The Fery Total Radiation Pyrometer consists of a blackened tube A which is open at one end B; at the other end C it carries an eye-piece E. D is a thermocouple attached to a small blackened disc of copper, which faces the end C of the tube and is shielded from direct radiation. M is a gold-plated mirror, pierced at the centre to allow light to reach the eye-piece, and moveable by a rack and pinion P.
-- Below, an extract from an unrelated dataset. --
PR #177, opened 2018-06-30
Use list form instead of normal description

youtalk:
When I read the latest [A universal build tool](http://design.ros2.org/articles/build_tool.html), the following sentence seems to be difficult to read.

In use, the eye-piece is first focused upon the disc D. The mirror M is then adjusted until the furnace is also focused upon D. since a body which is black or nearly so shows no detail, focusing it upon D by simply looking at the image would be almost impossible. To make the focusing easier, two small plane mirrors m’, m are fitted in front of D. They are inclined with their normals at about 5o to the axis of the tube, and are pierced with semi-circular holes to allow radiation from M to reach the disc. The diameter of the resulting circular hole is less than that of the disc. When the source of heat is not focused on the disc, the two mirrors appear out of focus and when the focusing is correct; the two mirrors then appear in focus. The source of heat must be such a size that its image completely fills the hole.
The radiation from the source warms the junction and sets up an electromotive force. A galvanometer G connected to the junction is then deflected, and can be calibrated to read directly the temperature of the source.
The calibration gives the correct temperature if the source is a black body. If the source is not black, its total radiation is equal to that of a black body at some lower temperature; the pyrometer therefore reads too low. If the total emissivity of the source is known, a correction can be made for it. This correction is greater than it would be if an optical pyrometer were used, that is to say, departure from perfect blackness causes less error in an optical pyrometer than in a total radiation one.
The Foster Pyrometer is another type of Total Radiation pyrometer. It also uses a thermojunction with blackened disc. A is an open diaphragm, so placed that it and the thermojunction D are at conjugate foci of the mirror M. The thermojuction then collects all the radiation entering through A but, since it is much smaller than A, it is raised to a higher temperature than if its disc were the size of A. The radiation entering through A is limited to that within the cone ABC; as long as the cone is intersected by the hot source, the amount of radiation reaching the thermocouple is independent of the distance to the source.